Pour cet exemple de dimensionnement, nous concluons que les solutions haut module sont meilleures car elles réalisent une répartition favorable des fréquences propres. La solution 1 est particulièrement intéressante du point de vue de la fabrication car réalisable par enroulement filamentaire. Toutefois, si c’est possible, il est préférable d’utiliser des stratifiés avec des fibres dans toutes les directions. Aussi, malgré la faible résistance en compression des fibres haut module, la solution 2 semble être un bon compromis.

5. Conclusion

Ce travail présente une étude théorique et expérimentale de la dynamique des arbres de transmissions surcritiques. Cette étude présente un critère de stabilité montrant l’effet déstabilisant de l’amortissement tournant. Elle montre une bonne corrélation entre l’expérience et le modèle numérique. Enfin, ce travail met en évidence quelques points du dimensionnement des arbres surcritiques.

6. Bibliographie

Flügge W., Stresses in shells, 2nd edn, Springer-Verlag, New-York, 1973.

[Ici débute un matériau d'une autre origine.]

PR #978, opened 2020-12-14
Ensures OVM deployment txs are < 9m gas

ajsantander:
Several delicate changes in this PR:

* ExchangeRates stubbed for L2
* Issuer stubbed for L2
* No optimizations for L2 (1 run only)
* The deploy script throws if you attempt to set gas limits > 9m when deploying for Optimism

To verify that this deploys:
 1. git clone git@github.com:ethereum-optimism/optimism-integration.git
 2. cd optimism-integration
 3. docker-compose pull
 4. ./up.sh
 5. cd ../synthetix
 6. node publish deploy-ovm-pair
 7. npm run test:prod:ovm

### DIFF
--- a/publish/src/commands/deploy-ovm-pair.js
+++ b/publish/src/commands/deploy-ovm-pair.js
@@ -46,7 +46,7 @@ const deployOvmPair = async () => {
 };
 
 const deployInstance = async ({ useOvm, privateKey }) => {
-	await commands.build({ useOvm });
+	await commands.build({ useOvm, optimizerRuns: useOvm ? 1 : 200 });
 
 	await commands.deploy({
 		network: 'local',
--- a/publish/src/commands/deploy-ovm-pair.js
+++ b/publish/src/commands/deploy-ovm-pair.js
@@ -56,7 +56,7 @@ const deployInstance = async ({ useOvm, privateKey }) => {
 		gasPrice: '0',
 		useOvm,
 		methodCallGasLimit: '3500000',
-		contractDeploymentGasLimit: useOvm ? '11000000' : '9500000',
+		contractDeploymentGasLimit: useOvm ? '8900000' : '9500000',
 		privateKey,
 		ignoreCustomParameters: true,
 	});
--- a/publish/src/commands/deploy-ovm-pair.js
+++ b/publish/src/commands/deploy-ovm-pair.js
@@ -6,6 +6,10 @@ const commands = {
 	connectBridge: require('./connect-bridge').connectBridge,
 };
 
+const {
+	constants: { OVM_MAX_GAS_LIMIT },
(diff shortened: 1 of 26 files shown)


justinjmoses (approved):

i-stam (approved):

publish/src/commands/deploy.js
```diff
@@ -106,6 +106,20 @@ const deploy = async ({
 			throw new Error(`Deploying on Goerli needs to be performed with --manage-nonces.`);
 		}
 
+		// Every transaction in Optimism needs to be below 9m gas, to ensure
+		// there are no deployment out of gas errors during fraud proofs.
+		if (useOvm) {
+			const maxOptimismGasLimit = 8900000;
```
justinjmoses, line 112: can we not make this a constant in `index.js`?

publish/src/commands/deploy.js
```diff
@@ -509,13 +522,8 @@ const deploy = async ({
 
 	const exchangeRates = await deployer.deployContract({
 		name: 'ExchangeRates',
-		args: [
```
justinjmoses, line 512: We should call out this change. FYI @jacko125 @hav-noms - no longer deploying ExchangeRates with a `0.2` rate of `SNX`.

justinjmoses, line 512: We should be clear about this change - it means there will be no `SNX` rate initially, preventing any issuance. I know the purpose is to reduce gas on contract instantiation, but we still should be clear this change is happening. cc @jacko125 @hav-noms

publish/src/commands/deploy.js
ajsantander: Done

publish/src/commands/deploy.js
ajsantander: Correct! My initial intention was to remove it to reduce gas on contract deployment, yes, but afterwards we discussed if it was better to set the price of SNX to 20c on a fresh deploy, or to read it from the ExchangeRates being replaced by the new contract.

I can return the old functionality, but it might be a good time to review it.

publish/src/commands/deploy-ovm-pair.js
```diff
@@ -56,7 +56,7 @@ const deployInstance = async ({ useOvm, privateKey }) => {
 		gasPrice: '0',
 		useOvm,
 		methodCallGasLimit: '3500000',
-		contractDeploymentGasLimit: useOvm ? '11000000' : '9500000',
+		contractDeploymentGasLimit: useOvm ? '8900000' : '9500000',
```
justinjmoses, line 59: pls use constant

ajsantander: Done!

Montagnier O., Hochard Ch., «Etude théorique et expérimentale de la dynamique des arbres de transmission surcritiques», 17ième Congrès français de Mécanique, Troyes, 2005.

Ni R.G., Adams R.D., ″A rational method for obtaining the dynamic mechanical properties of laminae for prediction of the damping of laminated plates and beams″, Composites, vol. 15, p. 193-199, 1984.

Tondl A., Some problems of rotor dynamics, Czechoslovak academy of sciences, Prague, 1965.